PR #410, opened 2021-12-13
Fix install.sh for kubectl 1.23 or later

chrkl:
The install.sh script uses the `--dry-run` mode of kubectl. This flag
without further value has been deprecated with version 1.18 and entirely
removed with 1.23. This change makes the dry-run to run on client side.

### DIFF
--- a/deploy/install.sh
+++ b/deploy/install.sh
@@ -111,7 +111,7 @@ applyDynatraceOperator() {
     fi
   fi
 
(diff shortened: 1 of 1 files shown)


TigerC10:
Created issue #414 for this before seeing the PR.

TigerC10 (approved):

chrismuellner (approved):

chrismuellner:
Thanks for the fix!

## What is required
Print the entire listing above once more, with nothing changed.

## Reply to the task
PR #410, opened 2021-12-13
Fix install.sh for kubectl 1.23 or later

chrkl:
The install.sh script uses the `--dry-run` mode of kubectl. This flag
without further value has been deprecated with version 1.18 and entirely
removed with 1.23. This change makes the dry-run to run on client side.

### DIFF
--- a/deploy/install.sh
+++ b/deploy/install.sh
@@ -111,7 +111,7 @@ applyDynatraceOperator() {
     fi
   fi
 
(diff shortened: 1 of 1 files shown)


TigerC10:
Created issue #414 for this before seeing the PR.

TigerC10 (approved):

chrismuellner (approved):

chrismuellner:
Thanks for the fix!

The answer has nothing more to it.